PR #1279, opened 2022-05-13
Use Titus job attributies to configure PlatformSidecars

dilin-nflx:
### Description of the Change

- Added feature to configure Platform Sidecars by using container attributes. Platform Sidecar statement has priority over container attributes and will override them.

### DIFF
--- a/titus-server-master/src/test/java/com/netflix/titus/master/kubernetes/pod/KubePodUtilTest.java
+++ b/titus-server-master/src/test/java/com/netflix/titus/master/kubernetes/pod/KubePodUtilTest.java
@@ -24,9 +24,19 @@ import com.netflix.titus.api.jobmanager.model.job.ext.BatchJobExt;
 import com.netflix.titus.common.util.CollectionsExt;
 import com.netflix.titus.runtime.kubernetes.KubeConstants;
 import com.netflix.titus.testkit.model.job.JobGenerator;
+import com.netflix.titus.api.jobmanager.model.job.ext.ServiceJobExt;
+import com.netflix.titus.testkit.model.job.JobDescriptorGenerator;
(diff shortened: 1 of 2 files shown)


titus-server-master/src/test/java/com/netflix/titus/master/kubernetes/pod/KubePodUtilTest.java
```diff
@@ -55,4 +65,32 @@ public void testSanitizeVolumeName() {
         String name = "Ab9bac3e:6ea1:4bc3:a803:e0070ca434c3/";
         assertThat(KubePodUtil.sanitizeVolumeName(name)).matches("ab9bac3e-6ea1-4bc3-a803-e0070ca434c3--vol");
     }
+
+    @Test
+    public void testCreatePlatformSidecarAnnotations() {
+        List<PlatformSidecar> platformSidecars = Arrays.asList(
+                PlatformSidecar.newBuilder().withName("test_sc_v1").withChannel("dev").withArguments("{\"foo\":\"fromPS\"}").build()
```
solarkennedy, line 72: I'm confused at this test.

Can you spilt this into two tests, one called `testCreatePlatformSidecarAnnotationsPrefersAPIOverAttributes` and `testCreatePlatformSidecarAnnotationsAcceptsAttributes` ?

I think that would make it more clear what you are trying to assert

solarkennedy (commented):
I'm still conflicted on this approach.

Having a second way to configure platform sidecars like this seems like a way to build up tech debt, without having (forcing) path forward for users to migrate away from it.

Why is platform sidecars any different than any feature we have on titus that uses the API to configure it?

solarkennedy:
We are archiving this repo.
Sorry you caught us *just* as we were transitioning :(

________

#### Task goal
Write out each line above containing "void".

#### Worked solution
@@ -55,4 +65,32 @@ public void testSanitizeVolumeName() {
+    public void testCreatePlatformSidecarAnnotations() {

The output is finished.